2. Nella seconda categoria rientrano i licenziamenti intimati in assenza di giustificato motivo oggettivo, come nel caso precedente, ma in maniera meno “manifesta”.

In tale fattispecie (che non è chiaro come distinguere dalla precedente), al lavoratore non spetta la reintegra, ma un risarcimento compreso tra 12 e 24 mensilità dell’ultima retribuzione globale di fatto (da determinare tenendo conto dell’anzianità del lavoratore, del numero dei dipendenti, delle dimensioni dell’attività, del comportamento e delle condizioni delle parti). In pratica tale regime sanzionatorio è speculare a quello previsto per i licenziamenti disciplinari, nelle “altre ipotesi” di mancanza del giustificato motivo o della giusta causa.

3. Nella terza categoria rientrano quei licenziamenti per i quali emerga in corso di giudizio, su richiesta del lavoratore, la natura discriminatoria o disciplinare; in tal caso si applicano le maggiori tutele previste per i licenziamenti discriminatori o disciplinari.
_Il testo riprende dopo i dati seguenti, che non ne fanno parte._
PR #314, opened 2015-12-02
NdMapping.__setitem__ now replaces rather than updates

philippjfr:
As the title says this commit makes sure that when assigning to an NdMapping using ``__setitem__`` it should replace rather than update the existing entry. It may be he case that some machinery relies on the old behavior so this isn't ready for merge until some testing has been done.

### DIFF
--- a/holoviews/core/ndmapping.py
+++ b/holoviews/core/ndmapping.py
@@ -145,7 +145,7 @@ class MultiDimensionalMapping(Dimensioned):
             raise KeyError('Key has to match number of dimensions.')
 
 
-    def _add_item(self, dim_vals, data, sort=True):
+    def _add_item(self, dim_vals, data, sort=True, update=True):
         """
         Adds item to the data, applying dimension types and ensuring
         key conforms to Dimension type and values.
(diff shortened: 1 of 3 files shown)


holoviews/core/ndmapping.py
```diff
@@ -145,7 +145,7 @@ def _item_check(self, dim_vals, data):
             raise KeyError('Key has to match number of dimensions.')
 
 
-    def _add_item(self, dim_vals, data, sort=True):
+    def _add_item(self, dim_vals, data, sort=True, update=True):
         """
         Adds item to the data, applying dimension types and ensuring
         key conforms to Dimension type and values.
```
jlstevens: Would be nice to know what the ``update`` argument does in the docstring.

holoviews/core/ndmapping.py
```diff
@@ -145,7 +145,7 @@ def _item_check(self, dim_vals, data):
             raise KeyError('Key has to match number of dimensions.')
 
 
-    def _add_item(self, dim_vals, data, sort=True):
+    def _add_item(self, dim_vals, data, sort=True, update=True):
```
jlstevens: Would be nice to know what the ``update`` argument does in the docstring.

jlstevens:
Other than describing the ``update`` argument in the docstring, it looks good to me (mainly because the tests are passing!). There isn't that much changed and I don't see anything that looks like it could go *too* wrong.

PR #315, opened 2015-12-02
Added load_notebook_fn to replace %load_ext

philippjfr:
Added a ParameterizedFunction to load the notebook resources and initialize the magics. Unlike %load_ext this version accepts arguments to include bokeh, suppress the logo and change the CSS settings such as the notebook width.


holoviews/plotting/bokeh/renderer.py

4. Nella quarta categoria rientrano i licenziamenti per giustificato motivo oggettivo intimati in difetto del requisito della motivazione obbligatoria o senza l’esperimento del tentativo di conciliazione se licenziamenti economici.

Per questi licenziamenti trova applicazione la stessa disciplina prevista per i licenziamenti disciplinari inefficaci in quanto viziati nella procedura formale (quindi non c’è reintegra, ma solo un risarcimento compreso tra 6 e 12 mensilità in base alla gravità della violazione).

La revoca del licenziamento

Altra significativa novità introdotta nella legge di riforma consiste nella possibilità offerta al datore di lavoro, si revocare, entro 15 giorni dalla ricezione dell’impugnativa inviata dal lavoratore, il licenziamento intimato.

In caso di revoca, non si applicano al datore di lavoro le sanzioni previste dalla legge.